Histograms are just a way to graphically represent data. This can be color data from an image, or data in a text or binary file. Really, histograms are just simple bar graphs.
Read on for the rest of the details.
Without posting everything that Joel and I said in the meeting, it’d pretty difficult for me to convey exactly how histograms can be used for cryptanalysis. Simply put, the histogram shows the number of times each character appears in a file. In a simple letter-substitution scheme, it would be easy to see what letters show up most often in natural language and in the encrypted text. There’s a fairly good chance that you can start replacing letters that have similar frequency. Once you’ve accurately substituted enough letters in the encrypted text to form a few whole words or easily-guessed partial words, it becomes no more difficult to completely decrypt the message than playing a game of hangman that’s already half-solved.

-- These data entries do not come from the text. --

PR #5195, opened 2025-08-29
Update jenkins-job-builder package

jfreixa:


mehfuz (approved):
question: Do we need additional testcase to verify this?
 i can see the existing testcases are passing so as per that the changes are good

pyproject.toml
```diff
@@ -26,7 +26,7 @@ dependencies = [
     "filetype~=1.2.0",
     "gql==3.1.0",
     "hvac>=0.7.0,<0.8.0",
-    "jenkins-job-builder~=4.3.0",
+    "jenkins-job-builder~=6.4.2",
```
hemslo, line 29: now that we have renovate to bump version, let's pin exact version in `pyproject.toml`

jfreixa:
> question: Do we need additional testcase to verify this? i can see the existing testcases are passing so as per that the changes are good

Added a test to verify `get_jobs` method in the latest changes

PR #5197, opened 2025-08-29
update 'INTEGRATION_EXTRA_ARGS' qr-fips quay-path in qontract-manager-fedramp.yaml

bkez322:
updates 'INTEGRATION_EXTRA_ARGS' qr-fips quay-path in qontract-manager-fedramp.yaml

Needed for Q-Manager to tell QR pods where to pull their images from.


bkez322:
Reverting and redoing this as I stupidly didn't let the pr-check tests pass.

PR #5211, opened 2025-09-05
external-resources: handle namespace.delete flag

chassing:
Automatically delete all ERv2-managed resources when a namespace is marked for deletion. This enables the deletion of a namespace, including all managed resources, in one MR.

Bugfix: Additionally, external resources in namespaces with `managedExternalResources: false` must be ignored!

Ticket: [APPSRE-11552](https://issues.redhat.com/browse/APPSRE-11552)


hemslo (approved):
LGTM!

PR #5215, opened 2025-09-08
VaultClient - set default value of latest for secret_version

dwelch0:
[APPSRE-12389](https://issues.redhat.com/browse/APPSRE-12389)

Here are a few histograms I generated for large text files. This is useful for analyzing the frequency that certain characters appear in a file:
As you can see, the charts both top out at the same place. That’s a space character. Spaces are easily the most common character found in written text. All the bars to the left of the tall bar are “control characters” such as carriage returns. Directly to the right of the tall bar are symbols, numbers, upper-case and lower-case letters respectively.

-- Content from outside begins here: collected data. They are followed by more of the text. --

PR #5216, opened 2025-09-09
chore: upgrade and pin ruff version

hemslo:
New ruff version can correctly detect `FURB118` so we don't need to disable it. Pin the exact version, so renovate won't bump ruff version in `lock file maintenance` and failed build. https://github.com/app-sre/qontract-reconcile/pull/5121


mehfuz (approved):
LGTM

Notice the whole right side of the above graphs are empty, because those are called “high ascii” characters that aren’t commonly found in written text, but are common in binary files.

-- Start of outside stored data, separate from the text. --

PR #5224, opened 2025-09-16
Update sretoolbox to support python version 3.12

jfreixa:


pyproject.toml
```diff
@@ -54,7 +54,7 @@ dependencies = [
     "sendgrid>=6.4.8,<6.5.0",
     "sentry-sdk~=2.0",
     "slack_sdk>=3.10,<4.0",
-    "sretoolbox~=2.6",
+    "sretoolbox~=2.7",
```
hemslo, line 57: let's pin the exact version `==2.7.0`

jfreixa: done in https://github.com/app-sre/qontract-reconcile/pull/5224/commits/bb107bdb5530097311fa27521f2a6e0d158e4ef9

pyproject.toml
```diff
@@ -54,7 +54,7 @@ dependencies = [
     "sendgrid>=6.4.8,<6.5.0",
     "sentry-sdk~=2.0",
     "slack_sdk>=3.10,<4.0",
-    "sretoolbox~=2.6",
+    "sretoolbox==2.7",
```
rporres, line 57: I needed to go to [PEP 440](https://peps.python.org/pep-0440) to check that `X.Y` and `X.Y.0` is the same 😛 

Where did the "explicit is better than implicit" from PEP20 go? 😂

jfreixa: changed in https://github.com/app-sre/qontract-reconcile/pull/5224/commits/a08a3ee42dd536d4b0aa45dea6b9816dded581a8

This is a histogram of a file containing only random data:
And finally, a histogram of an OpenBSD binary executable file (which has a lot of nulls on the far left) throwing off the curve. Nulls are very common on executable files on almost any platform.
Finally, you can take a look at my code. It was a pretty quick hack for personal research reasons, but I decided to bring it up in the meeting today. I made sure to document most of the important logic in the code.
http://churchofpuffy.com:7080/histogram.phps
Thanks to everyone who showed up for this month’s meeting!
That said, symmetric key ciphers are not always weak, however their strength comes more from protocol than from technology. For instance, as I discussed in the PHP meeting, the result of using a one-time-pad style binary XOR using highly random data as the pad still looks like highly random data and there’s not a darn thing anyone will be able to do to break it without gaining access to the key. If proper protocol is followed, that would be nearly impossible. The best one could hope for would be to compromise the pad without either party finding out, thus being able to intercept a certain amount of future communications.
Regardless, the histograms were a small part of a larger research project that Joel and I were working on with some mutual friends. Since it was written in PHP and it was a very simple project, I used it to spark the discussion for the meeting, and it was a good, fun time.